Grupo de coleccionistas reunidos en el bar La Cumbre de Gustavo Ospina (Cusco) en el municipio de Caldas (Antioquia)
Eduardo Villalba, periodista del barrio El Dorado, Francisco Londoño «Pescaito» y Guillermo Tamayo Correa. Foto colección particular de Guillermo Tamayo Botero, en un evento de los corporación año 2003.

Guillermo Tamayo Botero hijo ha continuado con la pasón de su padre, enriqueciendo la colección a su gusto, también a igual que su padre a viajado a Ecuador, Perú y Venezuela, buscando piezas músicales de interés, además ha establecido contactos en Argentina y México, y subastas en España con otros compañeros coleccionistas, donde le ofrecen melodías y discos diversas para su compra. Su colección sigue un rango de tiempo que va desde 1920 hasta 1950 con interpretes y grupos a su gusto.

Igualmente su acerbo musical nutre la musica andina colombiana, un patrimonio de creación en las artes músicales. Por ejemplo en la música ecuatoriana, destaca su preferencia por el pasillo y todo el folklor de ese país como las hermanas Mendoza Suasti. Posee discos con sellos discográficos como el Sello Condor, Sello Ifesa, Ónix, Discos Ecuador. También resalta a su parecer a uno de los mejores compositores Francisco Paredes Herrera. Posee un conocimiento sobre los pasillos ecuatorianos y la música méxicana, gusto igual de su padre. Además de los estantes visibles en su «santuario» músical, posee aparte más de 5 mil lps, y muestra con orgullo el último volumen de una colección que hemos mencionado, «Lo que piden mis amigos», y lee los aportantes para ese monumento al gusto: Sergio Quiroz, Gerardo Rave, León Acosta, Francisco Londoño, Orlando Rodríguez, Guillermo Hernández, Iván Correa «Carpanta», y Guillermo Tamayo Correa, entre otros.

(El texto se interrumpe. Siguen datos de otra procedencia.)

PR #964, opened 2023-09-25
Improve cluster retries

jaymell:
Currently we don't sleep for certain classes of errors, which in my testing leads to certain potentially suboptimal results. Most notably, `MOVED` errors are likely to be thrown when a cluster is in an unhealthy state, such as during a node loss. With our current strategy of immediately retrying `MOVED` errors without pause, we eliminate the client's ability to recover in many scenarios.

In any case, I think it's reasonable that we sleep for all retryable errors.

Relates to #906.

PR #968, opened 2023-10-04
Fix proposal - sleep when connection not found.

nihohit:
This change should ensure that if a connection wasn't found, after redirecting to node, or when no random connection is available, then the cluster connection will refresh slots and sleep before retrying.


jaymell:
I'll find the time soon to test this locally against the failure scenarios I was testing previously.

redis/src/cluster_async/mod.rs
```diff
@@ -356,23 +370,34 @@ where
...
                     OperationTarget::FanOut => {
                         // Fanout operation are retried per internal request, and don't need additional retries.
                         self.respond(Err(err));
                         return Next::Done.into();
                     }
+                    OperationTarget::NotFound => {
+                        println!("target not found. retry: {}", request.retry);
+                        // TODO - this is essentially a repeat of the retriable error. probably can remove duplication.
+                        let request = this.request.take().unwrap();
+                        return Next::RefreshSlots {
```
jaymell, line 392: I've tested this branch against a common failure scenario, complete loss of a node. Based on that testing, we may want to do something like this here:
```
                        let mut request = this.request.take().unwrap();
                        request.info.redirect = None; 
```                        
Else, the request is likely to be repeatedly retried against the failed node, the issue being that when the node initially fails, the client will get an erroneous `MOVED` error pointing to the failed node. If we don't unset the redirect somehow, the request will never connect to the correct node after a slot-refresh has occurred.

nihohit: did you test this change, or is this only an assumption?

where exactly in the code do you think that the redirect should be reset?

jaymell: I tested your branch locally, using same scenarios I'd previously tested [here](https://github.com/redis-rs/redis-rs/pull/964#issuecomment-1736744056), so it's not just an assumption.

I'm not immediately sure the best way to accomplish this, but the code snippet I posted above at line 391 at least causes the request to eventually recover. Without it, it will go through a cycle of 16 retries before eventually failing, long after the cluster has recovered.

jaymell: The more general scenario I suppose, is that a request with a redirect may, in the process of retrying, need to try the original request again without the redirect. Right now the code doesn't allow for this flexibility.

nihohit: Thanks for the data! I'll give it a thought and see how to handle this. Hopefully another patch next week :)

jaymell:
@nihohit Are we good to take this out of "draft" mode?

nihohit:
> @nihohit Are we good to take this out of "draft" mode?

I'm waiting for your input, whether this solves the failover issue. If it works, sure!

nihohit:
you might want to review https://github.com/redis-rs/redis-rs/pull/965 first

jaymell:
Thanks, I didn't realize you had rebased this. Anyway, I've tested locally and the problem I reported earlier is definitely resolved :sunglasses:

nihohit:
@jaymell ready for review.

There's still the situation where we get a complete disconnect from the server - all nodes at the same time are disconnected - which needs handling, but I'll leave that to the next PR. This is plenty large enough as-is.

jaymell:
I think these changes look great, but I also feel like they should be broken up into more clearly structured commits, and the PR needs better title. 

The redirection / handling connection-not-found changes are significant. Can we put those changes and the sleep functionality in separate commits and merge w/ the individual commits intact?

nihohit:
also - I forgot to add tests 🤦

Updated PR name & description.

re: commits - The first 2 commits are the proposed changes - sleep & retry, remove redirect when node isn't found.
the 3rd commit is just improving the code readability around the changes.
the 4-5th commits are fixes to the first 2 commits.
So, besides squashing the last 2 commits to earlier commits, how would you like the commits to be rearranged?

jaymell:
> re: commits - The first 2 commits are the proposed changes - sleep & retry, remove redirect when node isn't found.
the 3rd commit is just improving the code readability around the changes.
the 4-5th commits are fixes to the first 2 commits.
So, besides squashing the last 2 commits to earlier commits, how would you like the commits to be rearranged?

IMO there's a lot going on in that first commit. But at a minimum let's remove the last two and make sure the others have appropriate titles/descriptions.

nihohit:
@jaymell rearranged commits, added tests, and covered another scenario - a complete disconnect from server.

redis/tests/test_cluster_async.rs
```diff
@@ -1492,6 +1532,75 @@ fn test_async_cluster_can_be_created_with_partial_slot_coverage() {
...
+        3,
+        0,
+        |builder| builder.retries(2),
+        false,
+    );
+
+    block_on_all(async move {
+        let mut connection = cluster.async_connection().await;
+        drop(cluster);
+        for _ in 0..5 {
```
jaymell, line 1575: Not totally following -- what's the benefit of doing this block repeatedly?

jaymell (approved):
Beautiful -- thanks for restructuring! 

And for adding even more code! :stuck_out_tongue:

redis/tests/test_cluster_async.rs
nihohit: each attempt removes some connections. We can't be sure that they'd all be removed in the first try.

Entre sus valiosas colecciones tiene el primer disco impreso con la canción El enterrador, interpretada por Pelón Santamarta y Adolfo Marín, ambos antioqueños, y cuenta: «llegaron a Yucatán Mérida, grabaron con Colombia Records, en 1918 trajeron la máquina portátil a Colombia para grabar, porque era difícil llevar los cantantes y grupos a Nueva York por los costos».  

Guillermo Tamayo Botero mostrando una pieza de su colección, un disco de 70 rpm que contiene canciones patrioticas alusivas a la guerra con el Perú en 1933.
Guillermo Padre (centro) e hijos, en el bar Los Recuerdos Viejos, año 2000. Foto Caratula «Lo que piden mis amigos», volumen No. 25

Don Guillermo hijo se siente feliz, si la felicidad se puede materializar, al estar rodeado por sus colecciones que disfruta en compañía de sus amigos, invitados y conocidos en el segundo piso del bar Los Recuerdos Viejos, con un mueble que tiene dos consolas supermodernas, y para demostrar la importancia de la fidelidad y calidad del sonido, reproduce dos o tres discos, «es mucho mejor utilizar estas consolas a diferencia de las viejas consolas con sus dificultades técnicas». Además de las consolas, tiene amplificadores y como decoración una vitrola en un costado de la alcoba.

Finalmente coincidimos con don Guillermo, coleccionar es una emoción permanente, el disfrute de aprender, apreciar y sentir, de conocer todos los días. Como dice Platón: «La música da alma al universo, alas a la mente, consuelo a la tristeza, vida y alegría a todas las cosas».